■ ENTRIES SHOWN ■
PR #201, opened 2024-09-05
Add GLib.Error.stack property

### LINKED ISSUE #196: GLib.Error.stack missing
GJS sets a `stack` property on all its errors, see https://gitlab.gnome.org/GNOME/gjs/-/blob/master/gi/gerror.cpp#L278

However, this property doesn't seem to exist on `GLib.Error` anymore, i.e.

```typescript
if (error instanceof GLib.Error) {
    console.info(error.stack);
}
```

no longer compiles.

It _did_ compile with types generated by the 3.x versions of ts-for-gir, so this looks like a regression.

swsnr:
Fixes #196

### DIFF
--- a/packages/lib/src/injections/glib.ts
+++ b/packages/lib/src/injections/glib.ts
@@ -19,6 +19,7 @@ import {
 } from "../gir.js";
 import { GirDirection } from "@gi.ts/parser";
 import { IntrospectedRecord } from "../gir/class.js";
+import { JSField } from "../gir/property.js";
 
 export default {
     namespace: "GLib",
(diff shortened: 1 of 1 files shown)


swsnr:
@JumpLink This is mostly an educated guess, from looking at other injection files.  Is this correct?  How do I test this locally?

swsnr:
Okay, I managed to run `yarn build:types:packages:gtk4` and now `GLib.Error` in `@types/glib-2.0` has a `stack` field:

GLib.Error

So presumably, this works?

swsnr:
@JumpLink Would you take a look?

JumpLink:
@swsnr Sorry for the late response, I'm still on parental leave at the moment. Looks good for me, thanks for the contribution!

* * *

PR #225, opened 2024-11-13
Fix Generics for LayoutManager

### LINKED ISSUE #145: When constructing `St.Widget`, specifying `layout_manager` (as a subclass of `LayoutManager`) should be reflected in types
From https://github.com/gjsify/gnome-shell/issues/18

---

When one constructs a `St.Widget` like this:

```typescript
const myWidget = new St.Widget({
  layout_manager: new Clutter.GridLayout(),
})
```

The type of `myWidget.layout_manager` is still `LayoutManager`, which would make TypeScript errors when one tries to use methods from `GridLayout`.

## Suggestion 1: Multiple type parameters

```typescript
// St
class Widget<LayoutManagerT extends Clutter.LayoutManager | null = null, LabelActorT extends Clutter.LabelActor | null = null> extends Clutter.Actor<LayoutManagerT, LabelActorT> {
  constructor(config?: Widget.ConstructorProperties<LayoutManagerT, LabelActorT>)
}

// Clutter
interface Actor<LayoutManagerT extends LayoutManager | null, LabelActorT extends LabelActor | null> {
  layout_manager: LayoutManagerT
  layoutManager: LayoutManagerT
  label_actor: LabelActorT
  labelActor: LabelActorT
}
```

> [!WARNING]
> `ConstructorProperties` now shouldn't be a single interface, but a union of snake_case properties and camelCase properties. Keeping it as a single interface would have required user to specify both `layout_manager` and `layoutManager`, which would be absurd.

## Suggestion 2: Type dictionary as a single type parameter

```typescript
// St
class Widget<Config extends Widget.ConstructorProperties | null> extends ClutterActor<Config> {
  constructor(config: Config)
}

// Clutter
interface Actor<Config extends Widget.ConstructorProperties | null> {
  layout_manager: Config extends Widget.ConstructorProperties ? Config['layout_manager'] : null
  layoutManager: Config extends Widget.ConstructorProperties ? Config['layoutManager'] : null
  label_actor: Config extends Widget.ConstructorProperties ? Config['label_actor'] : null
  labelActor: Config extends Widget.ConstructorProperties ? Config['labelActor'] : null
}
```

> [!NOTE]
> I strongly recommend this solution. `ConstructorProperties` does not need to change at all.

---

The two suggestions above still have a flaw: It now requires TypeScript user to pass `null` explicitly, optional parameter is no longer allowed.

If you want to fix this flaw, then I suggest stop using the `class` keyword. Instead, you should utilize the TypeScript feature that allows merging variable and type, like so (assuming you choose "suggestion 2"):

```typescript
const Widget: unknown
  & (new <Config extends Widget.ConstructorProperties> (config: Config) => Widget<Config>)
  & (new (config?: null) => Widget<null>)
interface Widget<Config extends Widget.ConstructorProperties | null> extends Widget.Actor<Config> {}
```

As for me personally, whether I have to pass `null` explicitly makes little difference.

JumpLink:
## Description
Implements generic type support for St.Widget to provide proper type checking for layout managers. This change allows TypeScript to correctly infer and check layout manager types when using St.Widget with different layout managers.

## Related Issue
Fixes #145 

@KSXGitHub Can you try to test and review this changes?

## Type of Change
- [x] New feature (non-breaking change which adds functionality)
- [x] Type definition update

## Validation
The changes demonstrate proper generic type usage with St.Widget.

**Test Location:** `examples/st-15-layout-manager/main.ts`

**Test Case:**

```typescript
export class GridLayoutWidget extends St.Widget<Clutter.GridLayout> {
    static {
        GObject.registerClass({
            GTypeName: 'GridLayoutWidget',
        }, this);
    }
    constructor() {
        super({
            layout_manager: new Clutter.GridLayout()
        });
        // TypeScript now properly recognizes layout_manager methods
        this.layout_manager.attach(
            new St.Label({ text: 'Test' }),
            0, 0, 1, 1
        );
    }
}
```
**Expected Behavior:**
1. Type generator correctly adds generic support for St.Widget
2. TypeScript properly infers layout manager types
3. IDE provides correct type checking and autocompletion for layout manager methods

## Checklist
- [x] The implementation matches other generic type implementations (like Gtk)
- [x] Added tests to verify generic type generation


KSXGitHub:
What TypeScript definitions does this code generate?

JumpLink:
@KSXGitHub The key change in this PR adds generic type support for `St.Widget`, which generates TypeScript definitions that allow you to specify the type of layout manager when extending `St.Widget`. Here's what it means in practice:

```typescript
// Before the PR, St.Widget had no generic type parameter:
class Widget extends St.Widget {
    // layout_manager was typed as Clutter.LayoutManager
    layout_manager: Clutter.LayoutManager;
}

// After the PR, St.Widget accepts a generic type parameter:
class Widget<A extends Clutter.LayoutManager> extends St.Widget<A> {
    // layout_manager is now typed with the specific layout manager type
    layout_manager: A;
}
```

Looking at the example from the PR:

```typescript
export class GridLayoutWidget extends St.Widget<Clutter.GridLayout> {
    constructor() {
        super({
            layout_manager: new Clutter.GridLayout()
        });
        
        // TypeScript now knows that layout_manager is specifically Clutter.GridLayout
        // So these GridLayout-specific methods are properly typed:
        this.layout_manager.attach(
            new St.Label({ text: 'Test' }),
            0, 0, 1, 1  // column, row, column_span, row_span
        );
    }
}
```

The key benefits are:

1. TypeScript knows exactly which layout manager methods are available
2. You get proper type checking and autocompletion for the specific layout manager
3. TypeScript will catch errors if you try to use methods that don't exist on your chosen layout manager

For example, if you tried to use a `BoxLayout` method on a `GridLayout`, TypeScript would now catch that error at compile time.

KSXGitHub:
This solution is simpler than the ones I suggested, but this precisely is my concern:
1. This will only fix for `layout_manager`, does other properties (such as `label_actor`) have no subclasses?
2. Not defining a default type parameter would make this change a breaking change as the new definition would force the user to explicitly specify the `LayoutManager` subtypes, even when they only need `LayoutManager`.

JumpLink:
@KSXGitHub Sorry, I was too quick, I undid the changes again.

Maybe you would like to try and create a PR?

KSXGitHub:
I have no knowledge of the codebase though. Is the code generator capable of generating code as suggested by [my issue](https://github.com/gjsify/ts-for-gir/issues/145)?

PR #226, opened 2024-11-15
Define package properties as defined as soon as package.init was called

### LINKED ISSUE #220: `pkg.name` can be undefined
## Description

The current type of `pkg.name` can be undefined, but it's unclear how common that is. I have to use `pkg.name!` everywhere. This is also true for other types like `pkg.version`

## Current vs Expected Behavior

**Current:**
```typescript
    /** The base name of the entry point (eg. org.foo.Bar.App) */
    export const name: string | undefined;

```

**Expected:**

--

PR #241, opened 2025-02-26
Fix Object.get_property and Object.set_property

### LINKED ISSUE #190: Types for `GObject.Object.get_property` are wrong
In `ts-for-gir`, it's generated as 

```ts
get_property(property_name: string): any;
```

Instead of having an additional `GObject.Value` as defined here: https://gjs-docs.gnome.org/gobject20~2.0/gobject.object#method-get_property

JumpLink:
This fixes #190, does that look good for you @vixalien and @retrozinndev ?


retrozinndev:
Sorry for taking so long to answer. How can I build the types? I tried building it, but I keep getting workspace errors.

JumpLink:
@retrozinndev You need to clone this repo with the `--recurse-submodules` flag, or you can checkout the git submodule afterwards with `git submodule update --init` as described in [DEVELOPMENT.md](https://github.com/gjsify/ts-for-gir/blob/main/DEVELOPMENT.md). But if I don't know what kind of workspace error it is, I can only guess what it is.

■ AIM OF THE TASK ■
Which lines of the records above hold the word "main"? Copy each one out.

■ RESULT FOR THIS TASK ■
**Test Location:** `examples/st-15-layout-manager/main.ts`
@retrozinndev You need to clone this repo with the `--recurse-submodules` flag, or you can checkout the git submodule afterwards with `git submodule update --init` as described in [DEVELOPMENT.md](https://github.com/gjsify/ts-for-gir/blob/main/DEVELOPMENT.md). But if I don't know what kind of workspace error it is, I can only guess what it is.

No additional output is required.